Only in recent years have people started looking at fluids with respect to modes..reduced order models can be formed using the modes found by solving the generalized eigenvalue problem of a fluid system. However the idea of what a fluid mode looks like is still a bit fuzzy. Dowell,Hall and others have done some research on using fluid modes to solve fluid dynamics/aeroelastic problems. They have papers which you can take a look at.
 
yshij is correct in saying that water does not have a natural frequency BUT what you can do is to calculate the speed at which sound (vibration) travels through water. The if you have a "pipe" or other limited length tube you can calculate the tone of the frequency like an organ pipe using c=fL

c=speed of sound in the fluid
f=frequency of the vibration
L=wavelength

Don't forget about half tones - there are differences if you have open/closed tubes.

The exact relationship between the velocity of the sound waves in water is:

V(water)=(bulk modulus/mass density)^0.5

Hope this helps

Ron Frend [thumbsup2]
 
I'm inclined to believe that, apart from ocean tidal change frequencies imposed by gravitational effects of the moon and sun, the natural frequencies of or water and other liquids are those imposed by the geometry of the confining structure whether open channel (dams, weirs, bays, lakes, etc) or closed channel in pipes and pressure vessels. In closed channels, one finds the infinite variety of so-called flow tones and flow-induced-vibration (FIV) sources that can disable or fail equipment and drive responsible equipment engineers to distraction if not pure insanity.
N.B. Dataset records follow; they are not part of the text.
Issue #3041, opened 2022-06-28
ECDSA DKG test loop


pdyraga:
Depends on #3014 

The client should perform threshold ECDSA DKG every 100 Ethereum blocks and store the result on disk. It should not submit the result to the chain. This is a test loop for the early milestone. The logic should include retry algorithm from #3014.

lukasz-zimnoch:
One thing to improve: https://github.com/keep-network/keep-core/pull/3112#discussion_r941209134

lukasz-zimnoch:
Integration between PRs that must be addressed before closing this issue:
- https://github.com/keep-network/keep-core/pull/3120#discussion_r951203237

PR #3112, opened 2022-07-25
ECDSA DKG test loop: Actual protocol logic

lukasz-zimnoch:
Refs: https://github.com/keep-network/keep-core/issues/3041
Depends on: #3093

Here we add the core logic of the ECDSA DKG protocol. This involves adding Binance's TSS keygen implementation to work with the state machine. Specific changes are summarized below.

### TSS keygen on the state machine

The ECDSA DKG starts with two phases:
- `ephemeralKeyPairGenerationState` where each member generates an ephemeral key pair and broadcasts a message containing generated public keys for each other member
- `symmetricKeyGenerationState` where each member receives public keys generated by other members and uses them, along with their own private keys, to generate symmetric keys using the ECDH algorithm. These symmetric keys will secure the P2P communication between members in further phases

This pull request uses the `github.com/binance-chain/tss-lib v1.3.3` library to add the TSS keygen to the ECDSA DKG protocol. The TSS keygen is responsible for all the heavy lifting related to key generation and consists of 3 rounds with a finalization round where the result is prepared. That gives us four additional phases in the ECDSA DKG:
- `tssRoundOneState` where each member generates commitments and Paillier public key then broadcasts them using a single broadcast message
- `tssRoundTwoState` where each member generates shares and de-commitments. The shares are meant to be exchanged as secured P2P messages and this is how the TSS protocol generates them internally. However, we are grouping them into a single broadcast message along with the de-commitments. Each share is encrypted with the respective symmetric key generated with the share's receiver.
- `tssRoundThreeState`where each member produces the Paillier proof and then broadcasts it using a single broadcast message
- `finalizationState` where each member prepares its final TSS result

Once the whole DKG execution is done successfully, each group member has the same group public key as a result. The result also contains private key material required for the TSS signing process. If the DKG execution detects missing messages at any stage, it fails fast as there is no point to continue because the TSS protocol requires full participation at all stages. Inactivity handling and the retry strategy allowing to overcome byzantine faults are still under development and will be attached in one of the follow-up PRs.

### TSS pre-parameters pool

One of the daunting problems of FIV troubleshooting is that the same physical geometry can generate more than one type of flowtone source (eg., Helmholtz resonator and annular channel standing waves), having vastly different frequencies, depending on the range of flow velocities passing the "mouth" of the cavity in the structural wall bounding the fluid flowpath. vanstoja
 
Microwave ovens are presumably designed to excite water molecules at their natural frequency. The frequency of microwaves generated by ovens is in the 1-2 GHz range, so I suspect the natural frequency of water molecules falls somewhere in this range too.

Michael
 
I understand that the Microwave excite the water molecules at their natural frequency, but I would like to find more information on the theory on how this natural frequency is given, and how can it be applied to some other molecules, my guess is that it will ressonance according to the type of configuration of the molecules. Do you know where I can find information on this? How can this be measured?
 
I also might add that maybe the correct term would be Ressonance frequency of Water rather than Natural frequency.

Thanks to all of you for your inputs....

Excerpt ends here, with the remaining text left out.